== What to do ==
The answer must consist of every line below containing "alicejli".

== Dataset items ==

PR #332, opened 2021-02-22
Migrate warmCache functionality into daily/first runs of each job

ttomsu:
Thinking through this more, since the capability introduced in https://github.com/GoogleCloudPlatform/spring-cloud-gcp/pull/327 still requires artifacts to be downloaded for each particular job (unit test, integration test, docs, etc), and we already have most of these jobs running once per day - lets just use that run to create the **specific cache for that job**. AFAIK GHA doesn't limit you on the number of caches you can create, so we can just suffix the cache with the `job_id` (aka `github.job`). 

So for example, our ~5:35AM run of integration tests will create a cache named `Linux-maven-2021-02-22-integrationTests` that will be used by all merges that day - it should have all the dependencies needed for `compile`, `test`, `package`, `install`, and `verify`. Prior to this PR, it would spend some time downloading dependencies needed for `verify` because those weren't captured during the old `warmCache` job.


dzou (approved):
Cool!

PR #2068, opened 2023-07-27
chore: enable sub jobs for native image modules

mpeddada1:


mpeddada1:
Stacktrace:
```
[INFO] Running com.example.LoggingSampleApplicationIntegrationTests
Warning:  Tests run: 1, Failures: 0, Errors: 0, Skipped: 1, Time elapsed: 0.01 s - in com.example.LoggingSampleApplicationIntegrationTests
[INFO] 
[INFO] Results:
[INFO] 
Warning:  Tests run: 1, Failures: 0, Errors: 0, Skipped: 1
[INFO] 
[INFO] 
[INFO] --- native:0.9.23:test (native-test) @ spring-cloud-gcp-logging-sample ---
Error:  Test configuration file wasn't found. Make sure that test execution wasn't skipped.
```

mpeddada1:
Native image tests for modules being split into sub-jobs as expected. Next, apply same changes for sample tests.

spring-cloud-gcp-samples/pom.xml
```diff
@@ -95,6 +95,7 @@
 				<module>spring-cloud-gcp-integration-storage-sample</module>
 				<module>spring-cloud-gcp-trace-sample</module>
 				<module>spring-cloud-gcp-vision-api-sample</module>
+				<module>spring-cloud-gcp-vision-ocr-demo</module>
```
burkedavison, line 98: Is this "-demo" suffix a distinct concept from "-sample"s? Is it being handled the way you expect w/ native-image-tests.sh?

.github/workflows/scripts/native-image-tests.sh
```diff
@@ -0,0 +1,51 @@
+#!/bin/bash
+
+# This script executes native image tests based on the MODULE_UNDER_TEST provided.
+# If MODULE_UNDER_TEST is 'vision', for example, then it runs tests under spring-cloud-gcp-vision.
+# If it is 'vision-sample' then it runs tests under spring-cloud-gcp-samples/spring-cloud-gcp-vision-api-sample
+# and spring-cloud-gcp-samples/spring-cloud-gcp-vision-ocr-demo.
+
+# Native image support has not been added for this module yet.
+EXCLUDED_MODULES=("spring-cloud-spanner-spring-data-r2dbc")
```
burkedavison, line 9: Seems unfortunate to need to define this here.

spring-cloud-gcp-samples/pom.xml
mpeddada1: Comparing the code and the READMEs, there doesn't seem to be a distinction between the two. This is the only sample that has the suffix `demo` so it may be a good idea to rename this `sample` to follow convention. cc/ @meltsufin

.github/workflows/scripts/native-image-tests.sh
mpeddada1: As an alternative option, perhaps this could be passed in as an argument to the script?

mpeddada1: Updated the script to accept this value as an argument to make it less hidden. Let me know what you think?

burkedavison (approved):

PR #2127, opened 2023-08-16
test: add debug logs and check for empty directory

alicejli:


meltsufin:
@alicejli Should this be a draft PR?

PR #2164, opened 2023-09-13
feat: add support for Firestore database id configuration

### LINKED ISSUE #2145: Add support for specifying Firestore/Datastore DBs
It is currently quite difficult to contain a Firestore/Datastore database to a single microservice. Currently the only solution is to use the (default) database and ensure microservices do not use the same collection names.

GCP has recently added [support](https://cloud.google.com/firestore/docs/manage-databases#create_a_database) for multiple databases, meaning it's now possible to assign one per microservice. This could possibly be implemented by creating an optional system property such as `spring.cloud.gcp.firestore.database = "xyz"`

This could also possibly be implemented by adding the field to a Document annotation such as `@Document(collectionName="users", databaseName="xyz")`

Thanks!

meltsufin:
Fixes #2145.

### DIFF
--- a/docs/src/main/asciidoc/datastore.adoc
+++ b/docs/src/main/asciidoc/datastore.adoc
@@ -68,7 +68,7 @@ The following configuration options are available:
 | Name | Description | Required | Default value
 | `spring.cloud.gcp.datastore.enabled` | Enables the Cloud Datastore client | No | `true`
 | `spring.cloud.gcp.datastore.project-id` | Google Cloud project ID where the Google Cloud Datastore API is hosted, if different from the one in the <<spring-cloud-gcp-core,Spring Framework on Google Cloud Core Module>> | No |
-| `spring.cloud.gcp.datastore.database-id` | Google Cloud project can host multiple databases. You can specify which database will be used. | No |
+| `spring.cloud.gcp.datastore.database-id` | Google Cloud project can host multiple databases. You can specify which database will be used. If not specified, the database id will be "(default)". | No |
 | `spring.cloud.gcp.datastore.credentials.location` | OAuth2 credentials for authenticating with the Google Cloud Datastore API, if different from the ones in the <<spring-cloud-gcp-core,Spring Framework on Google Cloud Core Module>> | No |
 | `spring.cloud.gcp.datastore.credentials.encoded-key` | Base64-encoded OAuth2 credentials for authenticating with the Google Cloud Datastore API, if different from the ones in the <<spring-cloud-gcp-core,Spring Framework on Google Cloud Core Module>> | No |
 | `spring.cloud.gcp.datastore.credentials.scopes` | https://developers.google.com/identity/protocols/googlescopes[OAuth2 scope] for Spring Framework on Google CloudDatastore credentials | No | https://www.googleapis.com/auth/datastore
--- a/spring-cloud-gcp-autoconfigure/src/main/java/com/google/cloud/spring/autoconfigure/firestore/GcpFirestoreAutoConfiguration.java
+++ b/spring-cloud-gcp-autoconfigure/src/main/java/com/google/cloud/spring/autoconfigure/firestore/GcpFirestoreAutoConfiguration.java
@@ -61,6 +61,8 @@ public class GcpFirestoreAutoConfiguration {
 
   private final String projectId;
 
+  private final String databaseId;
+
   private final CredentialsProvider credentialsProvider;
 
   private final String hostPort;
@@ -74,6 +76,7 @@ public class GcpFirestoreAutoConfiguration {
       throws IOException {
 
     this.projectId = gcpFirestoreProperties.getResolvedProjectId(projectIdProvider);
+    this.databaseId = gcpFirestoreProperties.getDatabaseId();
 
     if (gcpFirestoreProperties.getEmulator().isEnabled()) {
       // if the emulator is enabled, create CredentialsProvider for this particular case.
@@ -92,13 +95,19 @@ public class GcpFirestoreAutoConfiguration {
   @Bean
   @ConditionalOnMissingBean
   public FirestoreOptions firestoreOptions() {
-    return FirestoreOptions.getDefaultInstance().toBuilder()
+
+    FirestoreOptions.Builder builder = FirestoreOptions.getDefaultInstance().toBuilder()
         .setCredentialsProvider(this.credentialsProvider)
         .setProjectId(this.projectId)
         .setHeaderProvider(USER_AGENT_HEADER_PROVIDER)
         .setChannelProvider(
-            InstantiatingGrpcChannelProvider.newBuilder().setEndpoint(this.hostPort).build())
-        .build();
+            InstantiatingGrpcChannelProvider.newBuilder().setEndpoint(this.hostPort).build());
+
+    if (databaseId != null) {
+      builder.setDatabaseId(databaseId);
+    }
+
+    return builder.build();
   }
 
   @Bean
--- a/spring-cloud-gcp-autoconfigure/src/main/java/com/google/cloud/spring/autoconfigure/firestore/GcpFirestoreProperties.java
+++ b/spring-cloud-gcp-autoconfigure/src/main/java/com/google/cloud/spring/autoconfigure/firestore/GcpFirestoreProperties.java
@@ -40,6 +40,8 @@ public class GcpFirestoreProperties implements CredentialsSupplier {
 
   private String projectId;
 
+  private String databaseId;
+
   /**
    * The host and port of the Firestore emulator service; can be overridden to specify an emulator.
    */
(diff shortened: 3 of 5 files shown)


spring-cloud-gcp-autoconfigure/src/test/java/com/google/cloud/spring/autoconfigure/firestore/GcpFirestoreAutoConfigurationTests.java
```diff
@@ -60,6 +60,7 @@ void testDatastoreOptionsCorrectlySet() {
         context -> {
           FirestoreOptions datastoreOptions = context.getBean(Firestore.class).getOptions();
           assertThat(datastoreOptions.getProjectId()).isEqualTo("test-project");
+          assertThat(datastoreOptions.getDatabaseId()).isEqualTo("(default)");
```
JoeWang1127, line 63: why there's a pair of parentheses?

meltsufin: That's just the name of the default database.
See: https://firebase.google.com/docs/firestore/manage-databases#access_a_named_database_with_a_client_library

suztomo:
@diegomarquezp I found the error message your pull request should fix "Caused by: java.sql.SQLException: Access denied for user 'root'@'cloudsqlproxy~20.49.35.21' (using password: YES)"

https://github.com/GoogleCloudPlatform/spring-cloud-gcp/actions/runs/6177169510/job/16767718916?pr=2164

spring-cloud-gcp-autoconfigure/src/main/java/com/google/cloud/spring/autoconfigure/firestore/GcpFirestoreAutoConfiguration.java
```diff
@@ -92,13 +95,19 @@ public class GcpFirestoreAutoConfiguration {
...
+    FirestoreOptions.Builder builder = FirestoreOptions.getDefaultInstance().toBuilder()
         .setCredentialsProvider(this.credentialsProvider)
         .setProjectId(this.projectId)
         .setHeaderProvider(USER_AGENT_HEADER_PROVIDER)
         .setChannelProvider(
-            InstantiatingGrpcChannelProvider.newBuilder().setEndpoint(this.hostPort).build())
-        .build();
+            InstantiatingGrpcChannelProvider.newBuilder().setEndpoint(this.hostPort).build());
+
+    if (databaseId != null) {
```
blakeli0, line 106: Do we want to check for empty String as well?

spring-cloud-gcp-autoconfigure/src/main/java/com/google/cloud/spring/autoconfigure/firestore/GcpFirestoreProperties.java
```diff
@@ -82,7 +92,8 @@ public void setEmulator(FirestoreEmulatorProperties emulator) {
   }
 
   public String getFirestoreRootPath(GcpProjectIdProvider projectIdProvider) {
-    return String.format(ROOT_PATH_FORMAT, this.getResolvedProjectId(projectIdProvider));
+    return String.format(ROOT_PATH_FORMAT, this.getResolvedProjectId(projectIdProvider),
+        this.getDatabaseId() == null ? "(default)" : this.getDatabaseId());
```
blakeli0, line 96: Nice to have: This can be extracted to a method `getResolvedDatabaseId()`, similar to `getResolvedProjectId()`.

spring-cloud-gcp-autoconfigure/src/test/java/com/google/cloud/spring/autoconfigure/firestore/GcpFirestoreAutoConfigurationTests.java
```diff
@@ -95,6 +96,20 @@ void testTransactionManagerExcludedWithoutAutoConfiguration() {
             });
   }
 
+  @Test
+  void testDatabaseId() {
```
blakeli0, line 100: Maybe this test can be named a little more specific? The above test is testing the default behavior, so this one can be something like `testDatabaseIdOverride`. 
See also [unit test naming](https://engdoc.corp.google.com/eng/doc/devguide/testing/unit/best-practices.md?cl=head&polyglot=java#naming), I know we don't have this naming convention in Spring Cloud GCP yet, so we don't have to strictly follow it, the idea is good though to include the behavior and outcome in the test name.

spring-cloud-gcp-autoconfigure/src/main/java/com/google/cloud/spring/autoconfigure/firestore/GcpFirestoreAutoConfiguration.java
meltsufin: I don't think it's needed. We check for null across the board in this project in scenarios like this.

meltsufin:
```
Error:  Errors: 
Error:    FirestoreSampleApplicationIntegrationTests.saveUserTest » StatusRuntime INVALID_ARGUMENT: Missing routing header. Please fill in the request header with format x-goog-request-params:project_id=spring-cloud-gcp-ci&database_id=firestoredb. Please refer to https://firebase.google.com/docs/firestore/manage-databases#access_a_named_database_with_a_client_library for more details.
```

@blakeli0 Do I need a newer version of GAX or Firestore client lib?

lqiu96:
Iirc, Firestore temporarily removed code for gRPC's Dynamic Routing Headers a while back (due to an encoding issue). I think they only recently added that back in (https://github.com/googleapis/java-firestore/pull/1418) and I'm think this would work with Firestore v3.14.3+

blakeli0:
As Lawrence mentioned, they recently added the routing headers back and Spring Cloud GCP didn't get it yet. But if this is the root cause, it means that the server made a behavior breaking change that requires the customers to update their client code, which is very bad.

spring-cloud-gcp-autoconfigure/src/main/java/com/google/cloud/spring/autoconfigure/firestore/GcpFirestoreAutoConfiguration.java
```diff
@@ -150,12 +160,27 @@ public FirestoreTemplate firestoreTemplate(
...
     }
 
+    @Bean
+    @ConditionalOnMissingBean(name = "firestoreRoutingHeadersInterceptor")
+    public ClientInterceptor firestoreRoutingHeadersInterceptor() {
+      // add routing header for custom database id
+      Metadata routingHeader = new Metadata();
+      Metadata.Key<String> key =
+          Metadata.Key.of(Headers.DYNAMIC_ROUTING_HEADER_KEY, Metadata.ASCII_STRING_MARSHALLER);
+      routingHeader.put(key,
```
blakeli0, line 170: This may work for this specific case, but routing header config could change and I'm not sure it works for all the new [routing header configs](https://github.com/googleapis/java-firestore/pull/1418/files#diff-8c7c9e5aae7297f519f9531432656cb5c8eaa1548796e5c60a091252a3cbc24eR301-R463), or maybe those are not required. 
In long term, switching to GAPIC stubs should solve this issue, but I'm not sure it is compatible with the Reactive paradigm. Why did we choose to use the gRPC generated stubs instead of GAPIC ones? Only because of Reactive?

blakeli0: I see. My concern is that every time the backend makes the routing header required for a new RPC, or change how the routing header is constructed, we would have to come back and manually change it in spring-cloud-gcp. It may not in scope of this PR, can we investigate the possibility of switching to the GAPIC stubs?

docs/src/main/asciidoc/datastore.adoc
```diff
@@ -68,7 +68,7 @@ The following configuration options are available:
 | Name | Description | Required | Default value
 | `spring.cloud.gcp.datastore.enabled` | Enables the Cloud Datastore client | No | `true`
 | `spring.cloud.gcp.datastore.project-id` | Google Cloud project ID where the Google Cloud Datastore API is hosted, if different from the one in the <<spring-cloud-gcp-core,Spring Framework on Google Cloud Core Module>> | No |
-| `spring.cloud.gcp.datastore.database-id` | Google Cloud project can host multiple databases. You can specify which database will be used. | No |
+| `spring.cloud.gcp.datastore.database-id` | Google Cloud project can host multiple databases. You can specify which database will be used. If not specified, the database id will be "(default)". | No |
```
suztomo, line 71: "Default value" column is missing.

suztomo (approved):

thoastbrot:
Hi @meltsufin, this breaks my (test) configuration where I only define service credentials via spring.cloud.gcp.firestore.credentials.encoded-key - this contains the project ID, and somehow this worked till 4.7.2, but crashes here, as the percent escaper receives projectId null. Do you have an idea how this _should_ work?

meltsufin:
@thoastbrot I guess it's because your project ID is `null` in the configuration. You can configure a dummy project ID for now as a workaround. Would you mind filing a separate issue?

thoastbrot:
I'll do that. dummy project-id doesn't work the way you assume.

== Expected answer ==
alicejli:
@alicejli Should this be a draft PR?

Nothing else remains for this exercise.